PR #1696, opened 2022-04-15
Drop UDP packets on send failure

jeff-hiner:
Two fixes here:
* If the sending a UDP response fails, the packet is left in the buffer and retried on the next iteration. Unfortunately, some send errors aren't recoverable: a route becoming invalid will cause trust-dns-server to tight loop forever while it tries to send before receiving. I can pretty reliably reproduce this on Windows 10 by running a proxying server and putting the machine into Modern Standby. The simple fix is to drop the UDP packet if sending returns an error.
* If the recv half actually does fail, the stream will never return None. Most errors on recv aren't recoverable and shouldn't be retried-- the interface to which the server is attached getting deleted is one common case. Because `UdpStream::poll_next` never returns `Poll::Ready(None)`, the server will never terminate on errors. Ideally we would fuse UdpStream by returning Some(Err) once, then None thereafter to indicate the stream is permanently unusable. But for now, breaking on error fixes the immediate problem.

### DIFF
--- a/crates/proto/src/udp/udp_stream.rs
+++ b/crates/proto/src/udp/udp_stream.rs
@@ -170,7 +170,14 @@ impl<S: UdpSocket + Send + 'static> Stream for UdpStream<S> {
             //   meaning that sending will be prefered over receiving...
 
             // TODO: shouldn't this return the error to send to the sender?
-            ready!(socket.poll_send_to(cx, message.bytes(), addr))?;
+            if let Err(e) = ready!(socket.poll_send_to(cx, message.bytes(), addr)) {
+                // Drop the UDP packet and continue
+                log::warn!(
+                    "error sending message to {} on udp_socket, dropping response: {}",
+                    addr,
+                    e
+                );
+            }
 
             // message sent, need to pop the message
             assert!(outbound_messages.as_mut().poll_next(cx).is_ready());
--- a/crates/server/src/server/server_future.rs
+++ b/crates/server/src/server/server_future.rs
@@ -70,7 +70,7 @@ impl<T: RequestHandler> ServerFuture<T> {
                     let message = match message {
                         Err(e) => {
                             warn!("error receiving message on udp_socket: {}", e);
-                            continue;
+                            break;
                         }
                         Ok(message) => message,
                     };


crates/server/src/server/server_future.rs
```diff
@@ -70,7 +70,7 @@ impl<T: RequestHandler> ServerFuture<T> {
                     let message = match message {
                         Err(e) => {
                             warn!("error receiving message on udp_socket: {}", e);
-                            continue;
+                            break;
```
bluejekyll, line 73: hm, we should think about this a bit more, that is, we probably need an outer loop to recreate the UdpSocket. As the code stands here, we'll break out of the spawn in tokio and stop listening entirely on socket. I think it means reworking the interface on this function though, to move the socket instantiation into the `register_socket` (i.e. instead of taking a `Socket`, it would take an `IpAddr`.

crates/proto/src/udp/udp_stream.rs
```diff
@@ -170,7 +170,10 @@ impl<S: UdpSocket + Send + 'static> Stream for UdpStream<S> {
             //   meaning that sending will be prefered over receiving...
 
             // TODO: shouldn't this return the error to send to the sender?
-            ready!(socket.poll_send_to(cx, message.bytes(), addr))?;
+            if let Err(e) = ready!(socket.poll_send_to(cx, message.bytes(), addr)) {
+                // Drop the UDP packet and continue
+                log::warn!("error sending message on udp_socket: {}", e);
```
bluejekyll, line 175: Can we add to this comment that we're dropping the response?

bluejekyll (changes requested):
The first part of this change looks ok to me, the second part will leave the server in a bad state, so we should either panic or try and recreate the socket.

And thank you for the PR.

crates/server/src/server/server_future.rs
jeff-hiner: Indeed. I was trying to think of ways to perhaps allow this code to mutably borrow the socket instead, which would give the calling code an opportunity to address any errors we'd return here. Maybe that means recreating the socket, or maybe it means removing it from the socket set and retrying (not possible yet, but a possibility in the future).

Either way, the outside code has no way of knowing anything is even wrong without us breaking out, and the code as it stands doesn't have any meaningful recovery mechanisms. So for now, I think breaking early is the only remaining option.

jeff-hiner: I also have a local fork that uses JoinSet from tokio to ensure all resolver tasks spawned are aborted when the server is dropped, but unfortunately that requires "unstable" tokio to build. I can post it here, if you'd like to take a look. It does seem to allow all the owned bound sockets to drop and close before the await returns, and it also aborts any in-flight requests.

crates/proto/src/udp/udp_stream.rs
jeff-hiner: Sure thing. Are you thinking something additional like "error sending message on udp_socket, dropping response: {}" ? I guess we can include the response itself as well if you think it would be relevant.

jeff-hiner: Tweaked this a bit. Please feel free to reopen if you'd like it changed further.

bluejekyll: Sorry, didn't have a chance to respond. I think the ip-addr is useful, I guess the only additional thing is maybe add the `Display` version of the response Header (not the entire message) I'm good with this as is though.

crates/server/src/server/server_future.rs
bluejekyll: I think you're right that the documentation is't totally accurate. The goal was initially to ensure that the server would shutdown if any of the tasks finished (which is basically unexpected). We'd need to add a signal to all of those tasks that shutdown has been initiated and then give them a timeout before shutting down.

Maybe this implementation you've put forward is fine, and restarting the process would via some monitor process (which I'd expect anyone doing this seriously would use). Feel free to change the documentation on that method if you want. It should read "await all tasks and exit if any return early" or something along those lines.

bluejekyll (approved):
Thanks for the PR, I think these are good improvements.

What this task involves: A word-for-word restatement of the data above is required.

Answer section:
PR #1696, opened 2022-04-15
Drop UDP packets on send failure

jeff-hiner:
Two fixes here:
* If the sending a UDP response fails, the packet is left in the buffer and retried on the next iteration. Unfortunately, some send errors aren't recoverable: a route becoming invalid will cause trust-dns-server to tight loop forever while it tries to send before receiving. I can pretty reliably reproduce this on Windows 10 by running a proxying server and putting the machine into Modern Standby. The simple fix is to drop the UDP packet if sending returns an error.
* If the recv half actually does fail, the stream will never return None. Most errors on recv aren't recoverable and shouldn't be retried-- the interface to which the server is attached getting deleted is one common case. Because `UdpStream::poll_next` never returns `Poll::Ready(None)`, the server will never terminate on errors. Ideally we would fuse UdpStream by returning Some(Err) once, then None thereafter to indicate the stream is permanently unusable. But for now, breaking on error fixes the immediate problem.

### DIFF
--- a/crates/proto/src/udp/udp_stream.rs
+++ b/crates/proto/src/udp/udp_stream.rs
@@ -170,7 +170,14 @@ impl<S: UdpSocket + Send + 'static> Stream for UdpStream<S> {
             //   meaning that sending will be prefered over receiving...
 
             // TODO: shouldn't this return the error to send to the sender?
-            ready!(socket.poll_send_to(cx, message.bytes(), addr))?;
+            if let Err(e) = ready!(socket.poll_send_to(cx, message.bytes(), addr)) {
+                // Drop the UDP packet and continue
+                log::warn!(
+                    "error sending message to {} on udp_socket, dropping response: {}",
+                    addr,
+                    e
+                );
+            }
 
             // message sent, need to pop the message
             assert!(outbound_messages.as_mut().poll_next(cx).is_ready());
--- a/crates/server/src/server/server_future.rs
+++ b/crates/server/src/server/server_future.rs
@@ -70,7 +70,7 @@ impl<T: RequestHandler> ServerFuture<T> {
                     let message = match message {
                         Err(e) => {
                             warn!("error receiving message on udp_socket: {}", e);
-                            continue;
+                            break;
                         }
                         Ok(message) => message,
                     };


crates/server/src/server/server_future.rs
```diff
@@ -70,7 +70,7 @@ impl<T: RequestHandler> ServerFuture<T> {
                     let message = match message {
                         Err(e) => {
                             warn!("error receiving message on udp_socket: {}", e);
-                            continue;
+                            break;
```
bluejekyll, line 73: hm, we should think about this a bit more, that is, we probably need an outer loop to recreate the UdpSocket. As the code stands here, we'll break out of the spawn in tokio and stop listening entirely on socket. I think it means reworking the interface on this function though, to move the socket instantiation into the `register_socket` (i.e. instead of taking a `Socket`, it would take an `IpAddr`.

crates/proto/src/udp/udp_stream.rs
```diff
@@ -170,7 +170,10 @@ impl<S: UdpSocket + Send + 'static> Stream for UdpStream<S> {
             //   meaning that sending will be prefered over receiving...
 
             // TODO: shouldn't this return the error to send to the sender?
-            ready!(socket.poll_send_to(cx, message.bytes(), addr))?;
+            if let Err(e) = ready!(socket.poll_send_to(cx, message.bytes(), addr)) {
+                // Drop the UDP packet and continue
+                log::warn!("error sending message on udp_socket: {}", e);
```
bluejekyll, line 175: Can we add to this comment that we're dropping the response?

bluejekyll (changes requested):
The first part of this change looks ok to me, the second part will leave the server in a bad state, so we should either panic or try and recreate the socket.

And thank you for the PR.

crates/server/src/server/server_future.rs
jeff-hiner: Indeed. I was trying to think of ways to perhaps allow this code to mutably borrow the socket instead, which would give the calling code an opportunity to address any errors we'd return here. Maybe that means recreating the socket, or maybe it means removing it from the socket set and retrying (not possible yet, but a possibility in the future).

Either way, the outside code has no way of knowing anything is even wrong without us breaking out, and the code as it stands doesn't have any meaningful recovery mechanisms. So for now, I think breaking early is the only remaining option.

jeff-hiner: I also have a local fork that uses JoinSet from tokio to ensure all resolver tasks spawned are aborted when the server is dropped, but unfortunately that requires "unstable" tokio to build. I can post it here, if you'd like to take a look. It does seem to allow all the owned bound sockets to drop and close before the await returns, and it also aborts any in-flight requests.

crates/proto/src/udp/udp_stream.rs
jeff-hiner: Sure thing. Are you thinking something additional like "error sending message on udp_socket, dropping response: {}" ? I guess we can include the response itself as well if you think it would be relevant.

jeff-hiner: Tweaked this a bit. Please feel free to reopen if you'd like it changed further.

bluejekyll: Sorry, didn't have a chance to respond. I think the ip-addr is useful, I guess the only additional thing is maybe add the `Display` version of the response Header (not the entire message) I'm good with this as is though.

crates/server/src/server/server_future.rs
bluejekyll: I think you're right that the documentation is't totally accurate. The goal was initially to ensure that the server would shutdown if any of the tasks finished (which is basically unexpected). We'd need to add a signal to all of those tasks that shutdown has been initiated and then give them a timeout before shutting down.

Maybe this implementation you've put forward is fine, and restarting the process would via some monitor process (which I'd expect anyone doing this seriously would use). Feel free to change the documentation on that method if you want. It should read "await all tasks and exit if any return early" or something along those lines.

bluejekyll (approved):
Thanks for the PR, I think these are good improvements.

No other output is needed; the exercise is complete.